İnsan vücudunun kendine özel bir yapısı bulunduğunu ve iç-dış faktörlerin vücudun biyolojik yapısını yakından etkilediğini kaydeden Kurt, “Dış faktörlerden en önemlisi sıcaklık ve soğukluk farklılıklarıdır. Soğuk havada kan damarları daralır, vücut ısı kaybeder, kan vücudun merkezine doğru hareket eder. Kış şartlarına uyum sağlayan vücut baharın gelişi ve havaların ısınmasıyla birlikte yeni bir uyum sürecine girer, damarlar genişler, organlardaki kan miktarları azalır ve damarlardaki kan miktarı artar. Bu durum insanın biyolojik yapısında birtakım değişiklikleri de beraberinde getirir.” dedi.

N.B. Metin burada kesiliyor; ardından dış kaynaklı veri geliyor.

PR #92, opened 2017-12-15
User/bsmithvt/group role modelbuilder automapper

bsmithvt:


Fabric.Authorization.Persistence.SqlServer/Fabric.Authorization.Persistence.SqlServer.csproj
```diff
@@ -21,7 +21,6 @@
   <ItemGroup>
     <Folder Include="DependencyInjection\" />
     <Folder Include="Configuration\" />
-    <Folder Include="Mappers\" />
```
kpaul: did the Mappers folder get excluded?

Fabric.Authorization.Persistence.SqlServer/Mappers/UserMapperProfile.cs
```diff
@@ -0,0 +1,8 @@
+﻿using AutoMapper;
+
+namespace Fabric.Authorization.Persistence.SqlServer.Mappers
+{
+    public class UserMapperProfile : Profile
+    {
+    }
```
kpaul: was this intentionally left blank?

Fabric.Authorization.Persistence.SqlServer/EntityModels/Group.cs
```diff
@@ -9,11 +9,11 @@ public class Group : ITrackable, ISoftDelete
         public Group()
         {
             GroupRoles = new List<GroupRole>();
-            Users = new List<User>();
+            UserGroups = new List<UserGroup>();
```
michaelvidal24: Should we be consistent with the naming convention when referencing join entities?

bsmithvt: Where is the inconsistency?

Fabric.Authorization.Persistence.SqlServer/Mappers/UserMapperProfile.cs
bsmithvt: Yes, I will remove the file.

Fabric.Authorization.Persistence.SqlServer/Fabric.Authorization.Persistence.SqlServer.csproj
bsmithvt: Not sure why that keeps happening locally for me. I’ll fix.

kpaul: check the project file and make sure there is not an ItemGroup section that is removing it. I saw it in there before and removed it

Fabric.Authorization.Persistence.SqlServer/EntityModels/Group.cs
michaelvidal24: We use GroupRoles in one case, and UserGroups in another case. It might be easier if we are consistent with the order if possible, i.e. parent then children, e.g. GroupRoles and GroupUsers...

Fabric.Authorization.Persistence.SqlServer/Mappers/UserMapperProfile.cs
bsmithvt: Actually, I was wrong here. I needed to add a constructor that configured the mapping. That is done and checked in.

PR #196, opened 2018-03-22
add component for editing members

kpaul:
there was also a decent amount of api changes necessary to support adding and removing roles from users and groups


Fabric.Authorization.API/Modules/GroupsModule.cs
```diff
@@ -75,6 +75,11 @@ public class GroupsModule : FabricModule<Group>
                 null,
                 "GetRolesFromGroup");
 
+            Get("/{groupName}/{grain}/{securableItem}/roles",
```
michaelvidal24: Is it possible to collapse this endpoint with the GET /groups/{groupName}/roles endpoint? Possibly by reading qs params for grain and securableItem?

kpaul: it might be possible. my concern is that we are getting the roles for the client in that code and then doing an intersect with the roles for the group. would it be possible that the group may have a role that we want returned that is not tied to the client being searched?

HAFTADA EN AZ İKİ KEZ BALIK TÜKETİLMELİ

 Kış gecelerinde televizyon karşısında geçen zamanın artmasıyla kişilerin daha fazla yeme isteği duyduğunu kaydeden Murat Kurt, şunları söyledi: “Yağlı, şekerli, hamurlu yiyecekler yerine taze sebze ve meyve tercih edilmelidir. Güneş ışığını daha az almamız nedeniyle daha mutsuz oluruz, bu nedenle de depresyon vakaları artar. Sinir sistemimizin güçlenmesi için haftada en az iki kez balık tüketilmeli, günde 10-15 adet fındık veya badem gibi kuruyemişler yenilmelidir. Daha çok çocuklar ve kadınlarda görülen, üşüme, halsizlik, baş dönmesiyle kendini gösteren demir eksikliği de kışın artıyor. Günlük beslenmelerinde et, kuru fasulye, yeşil mercimek, barbunya, nohut, yeşil yapraklı sebzelerden destek alınmalı ve beraberinde demirin emilimini hızlandırmak için limon suyu içeren salata tüketilmelidir. Bitki çayları da kışın hem içimizi ısıtacak hem de içeriğindeki yararlı maddeler bizleri hastalıklara karşı koruyacaktır. Kuşburnu, ıhlamur, adaçayı, rezene, nane-limondan günde 1-2 fincan içmekte fayda var. Soğuk algınlığının kol gezdiği kış mevsiminde üzerimize kalın bir şeyler giymek kadar önemli olan bir diğer konu da, bağışıklık sistemimizi beslenme ile güçlendirmektir. Yeterli, dengeli ve sağlıklı beslenen bir kişinin soğuk algınlığı veya nezleye yakalanma riskinin daha düşük olduğu bilimsel çalışmalarca da gösterilmiştir. Bağışıklık sistemimize güç kazandırmak için yapmamız gereken, vitamin ve mineral ihtiyacımızı doğal besinlerden karşılamaya çalışmak olacaktır. Hastalık yapıcı yabancı etmenlere karşı güç kazanmak için, öğünlerde dört ana besin grubu olan etlere, süt ürünlerine, tahıl ürünlerine ve sebze-meyvelere yer vermek gerekir. Bu şekilde beslenen kişinin kış sendromunu üzerinden atması ve hastalıklardan korunması kolay olur.”
KAN ŞEKERİNİ DENGEDE TUTACAK ŞEKİLDE BESLENMEKTİR

Mevsimsel değişikliklere bağlı olarak yaşanan stresin tatlı krizlerine yol açabileceği konusunda da uyarılarda bulunan Murat Kurt, şöyle devam etti: “Tatlı krizlerinden korunmanın en kesin yolu, kan şekerini dengede tutacak şekilde beslenmektir. Günde 3 ana 3 ara öğün şeklinde düzenlenen bir beslenme programı ve gün içerisinde 4 saatten uzun aç kalmamaya özen gösterilmesi kan şekerinin ani düşüşlerine engel olarak tatlıların çekiciliğini belirli derecede azaltır. İkinci dikkat edilmesi gereken ise karbonhidrat döngüsünden uzak durmaktır. Tatlı krizlerine yenilerek tükettiğiniz tatlıların, yeni tatlı krizlerine yol açacağını unutmamanız gerekir. Kış aylarında yaz aylarına göre tüketiminin zor olduğu söylenen ancak bir o kadarda metabolizmamız için önemli olan su tüketimine bu aylarda da dikkat etmeliyiz. Günlük aktivitenize, yaşınıza göre su kaybınıza dikkate almalı ve ödem oluşumunu engellemek için mutlaka su tüketiminize dikkat etmelisiniz.”

SPOR

Kış aylarında da düzenli olarak yürüyüşlere, evde veya kapalı diğer mekânlarda vücudumuzu fit ve enerjik tutacak egzersizlere devam etmenin şart olduğunu söyleyen Diyetisyen Murat Kurt; “Spor yaparken salgıladığımız mutluluk hormonları, beynimizi etkileyerek ruhsal sıkıntılarımızdan uzaklaşmamıza, kendimizi daha iyi hissetmemize ve bu kapalı havaların yarattığı depresif ruh halinden daha kolay çıkmamıza mutlaka yardımcı olacaktır” diyerek sözlerini noktaladı.